State Monitoring Solution
At this point, we can assume that we are going to have to keep some 'model' of the pipeline state in system memory in order to know what the current values of the pipeline are without using API calls to query its state. In Hieroglyph 3, I created a class for each pipeline stage that represents its 'state'. For the programmable shader stages, this includes the following state information:
  • Shader program
  • Array of constant buffers
  • Array of shader resource views
  • Array of samplers
For the fixed function stages, they each have their own state class. By using an object to represent state, we can then create a class to represent a pipeline stage that holds one copy of its state. We'll refer to that state as the 'CurrentState'. At this point, we could say that any time we try to make an API call that differs from the that currently held in the CurrentState, then we would execute the call and update CurrentState.

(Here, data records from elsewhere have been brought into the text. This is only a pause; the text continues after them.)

PR #534, opened 2017-06-13
Update README.md in preparation for 0.5.0 release

jayconrod:
[ci skip]

### DIFF
--- a/README.md
+++ b/README.md
@@ -59,8 +59,10 @@ They currently do not support (in order of importance):
 * coverage
 * test sharding
 
-Note: The latest version of these rules (0.5.0) require Bazel ≥ 0.4.5 to work.
-If you use these rules at master, you may need a newer version of Bazel.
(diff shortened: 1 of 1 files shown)


README.md
```diff
@@ -56,11 +59,8 @@ They currently do not support (in order of importance):
 * coverage
 * test sharding
 
-Note: since 0.4.x this repo requires bazel ≥ 0.4.4 to function (due to the use of
-BUILD.bazel files in bazelbuild/buildtools).
-
-Note: on master this repo requires bazel ≥ 0.4.5 to function (due to the use of
```
ianthehat: Might be worth keeping this comment and moving it to bazel 0.5 while you are there, as we will be checking in some of the producer switch straight after.
Or should we just generally have a note that says master is only guaranteed to work with the latest shipping bazel for future proofing?

PR #535, opened 2017-06-13
Gazelle: simplify error handling

jayconrod:
* Most errors in Gazelle are non-fatal. Most entry points in each
  package no longer return errors. Errors will generally be logged
  using log.Print, and a nil value or a partial success value will be
  returned.
* packageReader.warn is replaced by log.Print. There is no longer a
  meaningful difference between warnings and errors.
* In cases where errors could only occur due to bugs in Gazelle (i.e.,
  most of rules), log.Panic is used instead of log.Print.

### DIFF
--- a/go/tools/gazelle/merger/merger.go
+++ b/go/tools/gazelle/merger/merger.go
@@ -19,6 +19,7 @@ package merger
 import (
 	"fmt"
 	"io/ioutil"
+	"log"
 	"sort"
 	"strings"
 
@@ -30,14 +31,6 @@ const (
 	keep          = "# keep"           // marker in srcs or deps to tell gazelle to preserve.
 )
 
-type GazelleIgnoreError struct {
-	posn bzl.Position
-}
-
-func (e GazelleIgnoreError) Error() string {
-	return fmt.Sprintf("%s found on line %d", gazelleIgnore, e.posn.Line)
-}
-
 var (
 	mergeableFields = map[string]bool{
 		"srcs":    true,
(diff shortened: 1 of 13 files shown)


jayconrod:
Open question: should Gazelle return a non-zero error code if any errors were reported? If so, we'll need a new error logger that records whether any errors were reported.

go/tools/gazelle/merger/merger.go
```diff
@@ -47,26 +40,30 @@ var (
...
+		return nil
 	}
 
 	oldStmt := oldFile.Stmt
 	var newStmt []bzl.Expr
 	for _, s := range genFile.Stmt {
 		genRule, ok := s.(*bzl.CallExpr)
 		if !ok {
-			return nil, fmt.Errorf("got %v expected only CallExpr in %q", s, genFile.Path)
+			log.Panicf("got %v expected only CallExpr in %q", s, genFile.Path)
```
ianthehat: Why panic instead of fatal?

go/tools/gazelle/rules/construct.go
```diff
@@ -134,37 +116,28 @@ func newValue(val interface{}) (bzl.Expr, error) {
...
-		default:
-			return nil, fmt.Errorf("not implemented %T", val)
+			return &bzl.BinaryExpr{X: gen, Op: "+", Y: sel}
 		}
-
-	default:
-		return nil, fmt.Errorf("not implemented %T", val)
 	}
+
+	log.Panicf("type not supported: %T", val)
```
ianthehat: Another panic

go/tools/gazelle/merger/merger.go
jayconrod: This error should only happen due to a bug in `rules` or `packages`. It should not be triggered by user input. I'd like to use `Fatal` for unrecoverable user errors (e.g., invalid flags on the command line) and `panic` for programmer errors so we get a stack.

PR #538, opened 2017-06-14
In repository rules, wrap execute commands with "env -i".

### LINKED ISSUE #536: 0.5.0 doesn't work with $GOBIN env
When $GOBIN env is set, the binaries for rule 0.5.0 like fetch_repo and gazelle go into $GOBIN, but the go rule tries to find from `cache/.../external/io_bazel_rules_go_repository_tools/bin/fetch_repo` and fails:

```
ERROR: /home/jhahn/work/migrate2/io/datastore/BUILD:3:1: no such package '@com_google_cloud_go//datastore': Traceback (most recent call last):
	File "/home/jhahn/.cache/bazel/_bazel_jhahn/97b14c2b3573f5bc7394d4aa4b0b4fcf/external/io_bazel_rules_go/go/private/go_repository.bzl", line 45
		ctx.execute([ctx.path(ctx.attr._fetch_repo),...", <9 more arguments>])
	File "/home/jhahn/.cache/bazel/_bazel_jhahn/97b14c2b3573f5bc7394d4aa4b0b4fcf/external/io_bazel_rules_go/go/private/go_repository.bzl", line 46, in ctx.execute
		ctx.path(ctx.attr._fetch_repo)
Not a file: /home/jhahn/.cache/bazel/_bazel_jhahn/97b14c2b3573f5bc7394d4aa4b0b4fcf/external/io_bazel_rules_go_repository_tools/bin/fetch_repo and referenced by '//io/datastore:go_default_library'.
ERROR: Analysis of target '//io/datastore:go_default_library' failed; build aborted.
```

I think the rule should ignore $GOBIN env when compiling binaries.

Thanks,

jayconrod:
Fixes #536

### DIFF
--- a/go/private/go_repository.bzl
+++ b/go/private/go_repository.bzl
@@ -42,14 +42,18 @@ def _go_repository_impl(ctx):
       fail("if vcs is specified, remote must also be")
     # TODO(yugui): support submodule?
     # c.f. https://www.bazel.io/versions/master/docs/be/workspace.html#git_repository.init_submodules
-    result = ctx.execute([
-        ctx.path(ctx.attr._fetch_repo),
-        '--dest', ctx.path(''),
-        '--remote', ctx.attr.remote,
-        '--rev', rev,
-        '--vcs', ctx.attr.vcs,
-        '--importpath', ctx.attr.importpath,
-    ])
+    result = env_execute(
+        ctx,
+        [
+            ctx.path(ctx.attr._fetch_repo),
+            '--dest', ctx.path(''),
+            '--remote', ctx.attr.remote,
+            '--rev', rev,
+            '--vcs', ctx.attr.vcs,
+            '--importpath', ctx.attr.importpath,
+        ],
+        environment = {"PATH": ctx.os.environ["PATH"]},  # to find git
+    )
     if result.return_code:
       fail("failed to fetch %s: %s" % (ctx.name, result.stderr))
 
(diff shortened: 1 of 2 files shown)


ecnovash:
@jayconrod: 

This patch caused VCS failures, as VCS that relies on special configs can no longer find their dot configs from `$HOME` as `env -i` stripped it off.

I think given the problem presented in #536, `env -u` with a short GO related env variable blacklist is more preferable, alternatively please add `$HOME` to environment.

Please let me know if I should raise another bug.

jayconrod:
@ecnovash Could you open a new issue with more details about what information is missing and what's failing? Maybe there's another way to do this.

We probably won't add `$HOME` to the environment. Bazel doesn't force repository rules to be hermetic, but they should be to the extent possible. If repository rules access configuration files in developers' home directories, that breaks hermeticity. Different people may have different settings and will get different build results. This could also cause problems for caching and remote execution.

ecnovash:
@jayconrod Will do. 

The thing is that we set proxy in the gitconfig to fetch certain repositories that are behind firewall.

We used to set `HTTP_PROXY` in environment as suggested by bazel [doc](https://docs.bazel.build/versions/master/external.html#using-proxies), and then moved to the config file under the builder account's home directory.  

Unfortunately, none of them works now after this commit.

jayconrod:
@ecnovash We can whitelist `HTTP_PROXY`. Would that work for you? I'm not sure what git recognizes exactly. A brief search shows it might be `http_proxy` and `https_proxy` (lower case), so we can add those, too.

PR #541, opened 2017-06-14
Change cgo rules to not copy so much

ianthehat:
Many of the copies were not needed, all the filtering ones.
This also removes 3 of the 4 directories that only existed to hold the copies.
_cgo_codegen was removed, it was not being used any more.
This also kills a bunch more uses of bash

### DIFF
--- a/go/private/cgo.bzl
+++ b/go/private/cgo.bzl
@@ -125,14 +125,13 @@ def cgo_library(name, srcs,
 
 def _cgo_filter_srcs_impl(ctx):
   go_toolchain = get_go_toolchain(ctx)
-  out_dir = ctx.attr.out_dir
   srcs = ctx.files.srcs
   outputs = []
   cmds = []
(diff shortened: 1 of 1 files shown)


ianthehat:
Jenkins test this please

go/private/cgo.bzl
```diff
@@ -161,47 +160,25 @@ _cgo_filter_srcs = rule(
...
-    ctx.action(
-        inputs = [f] + ctx.files.srcs,
-        outputs = outputs,
-        mnemonic = "CgoSelectFiles",
-        command = f.path,
-    )
-
+      outputs += [src]
+  if ctx.attr.at_least_one_file and not outputs:
+    empty_file = ctx.new_file("empty_file" + ctx.attr.exts[0])
```
ianthehat: This is all about to change again as I merge it down and replace it with go code...

PR #542, opened 2017-06-14
Don't include non-.go files as go_test srcs

pmcalpine:
Non .go files (example: foo_test.py) were being included as go_test
sources despite fileInfo.isTest's comment indicating that it should
never be true for non-go files.

This change moves the detection of isTest after the extCategory is
calculated and only sets isTest to true if category is not .

Tested:
* go test github.com/bazelbuild/rules_go/go/tools/gazelle/packages
* bazel test //...

### DIFF
--- a/go/tools/gazelle/packages/fileinfo.go
+++ b/go/tools/gazelle/packages/fileinfo.go
@@ -144,7 +144,7 @@ func fileNameInfo(dir, name string) fileInfo {
 	var goos, goarch string
 	l := strings.Split(name[:len(name)-len(ext)], "_")
 	if len(l) >= 2 && l[len(l)-1] == "test" {
-		isTest = true && category != unsupportedExt && category != ignoredExt
+		isTest = category == goExt
 		l = l[:len(l)-1]
 	}
 	switch {
--- a/go/tools/gazelle/packages/fileinfo.go
+++ b/go/tools/gazelle/packages/fileinfo.go
@@ -117,25 +117,6 @@ const (
 func fileNameInfo(dir, name string) fileInfo {
 	ext := path.Ext(name)
 
-	// Determine test, goos, and goarch. This is intended to match the logic
-	// in goodOSArchFile in go/build.
-	var isTest bool
-	var goos, goarch string
-	l := strings.Split(name[:len(name)-len(ext)], "_")
-	if len(l) >= 2 && l[len(l)-1] == "test" {
-		isTest = true
-		l = l[:len(l)-1]
-	}
-	switch {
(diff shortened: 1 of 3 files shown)


bazel-io:

go/tools/gazelle/packages/fileinfo.go
```diff
@@ -157,6 +138,25 @@ func fileNameInfo(dir, name string) fileInfo {
 		category = ignoredExt
 	}
 
+	// Determine test, goos, and goarch. This is intended to match the logic
+	// in goodOSArchFile in go/build.
+	var isTest bool
+	var goos, goarch string
+	l := strings.Split(name[:len(name)-len(ext)], "_")
+	if len(l) >= 2 && l[len(l)-1] == "test" {
+		isTest = true && category != unsupportedExt && category != ignoredExt
```
ianthehat: Not sure this is the right test, this would still allow any other category through, I think it should check that the category is exactly the go one.
I also think it would be easier to make the much smaller change of 
```isTest:   isTest && category == goExt```
down below
I'm not even convinced that the comment is how things should be, I think we should allow non go files to be marked as test and the go_test rule should be adding only files with the go category, but I will leave that decision to Jay

Comment (jayconrod) [inline go/tools/gazelle/packages/fileinfo.go]: I think this would be simpler as:

```
if category == goExt && len(l) >= 2 && l[len(l)-1] == "test" {
  isTest = true
}
```

+1 to the last thing Ian said though. Would be good for `Package.addFile` to have an early check that ignores files with `ignoredExt` and `unsupportedExt`.

File: go/tools/gazelle/packages/fileinfo.go [hunk 2]
```diff
@@ -157,6 +138,25 @@ func fileNameInfo(dir, name string) fileInfo {
 		category = ignoredExt
 	}
 
+	// Determine test, goos, and goarch. This is intended to match the logic
+	// in goodOSArchFile in go/build.
+	var isTest bool
+	var goos, goarch string
+	l := strings.Split(name[:len(name)-len(ext)], "_")
+	if len(l) >= 2 && l[len(l)-1] == "test" {
+		isTest = category == goExt
```
jayconrod: I updated the test to check goExt, which is the only extension that can be part of a `go_test` (per logic in `go/build`). In `goodOSArchFile`, the `test` suffix is recognized and removed from all files before checking for GOOS and GOARCH suffixes, which still apply

jayconrod:
Jenkins test this please

pmcalpine:
Thanks you beat me to it! :)

PR #549, opened 2017-06-15
Gazelle: generate BUILD files for "testdata" directories containing code

### LINKED ISSUE #415: Gazelle should recognize testdata directories that contain code
`golang.org/x/crypto/ssh/testdata` is a Go package that contains Go code. Gazelle treats this as a directory containing data files, which breaks tests that depend on it as a normal package.

Gazelle should check whether testdata directories contain Go code. If they do, it should treat them as normal directories. If they don't, it should continue treating them as data.

jayconrod:
Gazelle will now recurse into "testdata" directories and generate
BUILD files if there are buildable .go files present.

Generated go_test rules will only have 'data = glob(["testdata/**"])'
if a "testdata" directory exists and does not contain .go files or
BUILD or BUILD.bazel files in any subdirectory.

Fixes #415

### DIFF
--- a/go/tools/gazelle/packages/walk.go
+++ b/go/tools/gazelle/packages/walk.go
@@ -19,7 +19,6 @@ import (
 	"go/build"
 	"io/ioutil"
 	"log"
-	"os"
 	"path"
 	"path/filepath"
 	"strings"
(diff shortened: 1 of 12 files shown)


go/tools/gazelle/packages/walk.go
```diff
@@ -43,51 +42,57 @@ type WalkFunc func(pkg *Package)
...
+		hasTestdata := false
+		for _, f := range files {
+			base := f.Name()
+			if f.IsDir() && base != "" && base[0] != '.' {
+				hasPackage := visit(filepath.Join(path, base))
+				if base == "testdata" {
+					hasTestdata = !hasPackage
+				}
+				subdirHasPackage = subdirHasPackage || hasPackage
+			} else if !f.IsDir() && (base == "BUILD" || base == "BUILD.bazel") {
```
ianthehat: Should this use validBuildFileNameSlice?

jayconrod: Yes. I'll push a separate change that makes this available to packages.

PR #550, opened 2017-06-15
A better version of cgo_genrule

ianthehat:


mikedanese:
This doesn't break kubernetes. LGTM.

PR #553, opened 2017-06-16
Gazelle: refactor configuration plumbing

jayconrod:
* Added a new "config" package with a "Config" struct that contains
  most of the configuration information that Gazelle gets from flags
  (go prefix, repo root, etc.). Defaults and utility methods are also
  moved to this package.
* Added newConfiguration, a function which builds this
  configuration. Tags are preprocessed, and paths are canonicalized so
  we don't have to worry about that later.
* Functions which previously accepted arguments that are found in
  Config now just accept *config.Config.
* Deleted packageReader, since it had a very similar purpose.

### DIFF
--- a/go/tools/gazelle/config/config.go
+++ b/go/tools/gazelle/config/config.go
@@ -1,0 +1,128 @@
+/* Copyright 2017 The Bazel Authors. All rights reserved.
+
+Licensed under the Apache License, Version 2.0 (the "License");
+you may not use this file except in compliance with the License.
+You may obtain a copy of the License at
+
+   http://www.apache.org/licenses/LICENSE-2.0
+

This is indeed an improvement, but it can actually be implemented a bit more efficiently. The issue here is that for any of the states that contain arrays, we could potentially call the 'Set' API multiple times when all of the values could be set in a single API call. In fact, from our list of steps above, we can actually collect all of the desired state changes right up until we are about to perform a draw call. If we do this, then we can optimize the number of calls down to a minimum. If we add a second state object to each pipeline stage, which we will call the 'DesiredState', then we have an easy way to collect these desired state changes.

However, the addition of a second state object means that for each draw call, we would have to compare the CurrentState and DesiredState objects. Some of these states are pretty large (with hundreds of elements in an array), so doing a full comparison before each draw call can become quite expensive, and would probably eclipse any gains from minimizing state changes...

You may have already guessed the solution - we link the two state objects and add some 'dirty' flags. Whenever a state is changed in the DesiredState object, it compares only that state with the CurrentState object. If they differ, then the flag is set. If they don't differ, we can potentially update the dirty flag to indicate that an update is no longer needed (saving an API call). Especially when working with the arrays of states, the logic for this update can be a little tricky - but it is possible. With this scheme, we can set only the needed state changes right before our draw call, effectively minimizing the number of API calls with a minimal amount of CPU work. We even have a nice object design to make it easy to manage the state monitoring.

State Monitoring in Hieroglyph 3
That was a long way of arriving at my latest solution. Up to this point, I was implementing individual state arrays and monitoring each one uniquely in each of the pipeline state classes. However, this is very error prone, since there are many similar states, but not all are exactly the same, and you end up with repeated code all over the place. So I turned to my favorite solution of late - templates. I created two templates: TStateMonitor<T> and TStateArrayMonitor<T>. These allow me to encapsulate the state monitoring for single values and arrays into the templates, and then my pipeline stage state objects only need to declare an appropriate template instantiation and link the Current and Desired states together. The application code can interact directly with these template classes (of only the desired state, of course) and you only need to tell the pipeline stage when you are about to make a draw call and that it needs to flush its state changes.

In addition, since they are template classes, you can always use them regardless of what representation of individual states are used. If your engine works directly with raw pointers of API objects, that is fine. If it works with integer references to objects, that's fine too. The templates make the design more nimble and able to adapt to future changes. I have to say, I am really happy with how the whole thing turned out...

So if you have made it this far, I would be interested to hear if you use something similar, or have any comments on the design. Thanks for reading!